Solheim Johanne H, Gunko Evgeniy, Petersen Dennis, Großerüschkamp Frederik, Gerwert Klaus, Kohler Achim
Faculty of Science and Technology, Norwegian University of Life Sciences, Ås, Norway.
Faculty of Radiophysics and Computer Technologies, Department of System Analysis and Computer Modeling, BY-Belarusian State University (BY-BSU), Minsk, Republic of Belarus.
J Biophotonics. 2019 Aug;12(8):e201800415. doi: 10.1002/jbio.201800415. Epub 2019 Mar 14.

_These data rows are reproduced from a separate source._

Issue #92, opened 2019-08-12
Listening Server leaks TCP connections


droyad:
It looks like #80 (`4.3.4`) introduced a problem where TCP connections are not being disposed, or at least are still in memory. Customers report that the TCP connection count on listening tentacles increase.

When I tested it, the issue is not present in `4.3.3`, but is in `4.3.4` and `4.3.15`.

# Steps to Reproduce
1. In the Halibut project set `SampleClient.Program.Main` to:
```
Log.Logger = new LoggerConfiguration()
    .WriteTo.ColoredConsole()
    .CreateLogger();

Console.Title = "Halibut Client";
var certificate = new X509Certificate2("HalibutClient.pfx");

var hostName = args.FirstOrDefault() ?? "localhost";
var port = args.Skip(1).FirstOrDefault() ?? "8433";
while (true)
{
    using (var runtime = new HalibutRuntime(certificate))
    {
        var calculator = runtime.CreateClient<ICalculatorService>("https://" + hostName + ":" + port + "/", "EF3A7A69AFE0D13130370B44A228F5CD15C069BC");
    
        try
        {
            var result = calculator.Add(12, 18);
            Console.WriteLine("12 + 18 = " + result);
            Thread.Sleep(100);
        }
        catch (Exception ex)
        {
            Console.Write(ex.Message);
        }
    }
}
```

Infrared spectroscopy of single cells and tissue is affected by Mie scattering. During recent years, several methods have been proposed for retrieving pure absorbance spectra from such measurements, while currently no user-friendly version of the state-of-the-art algorithm is available. In this work, an open-source code for correcting highly scatter-distorted absorbance spectra of cells and tissues is presented, as well as several improvements of the latest version of the Mie correction algorithm based on extended multiplicative signal correction (EMSC) published by Konevskikh et al. In order to test the stability of the code, a set of apparent absorbance spectra was simulated. To this purpose, pure absorbance spectra based on a Matrigel spectrum are simulated. Scattering contributions where obtained by mimicking the scattering features observed in a set of experimentally obtained spectra . It can be concluded that the algorithm is not depending strongly on the reference spectrum used for initializing the algorithm and retrieves well the underlying pure absorbance spectrum. The calculation time of the algorithm is considerably improved with respect to the resonant Mie scattering EMSC algorithm used by the community today.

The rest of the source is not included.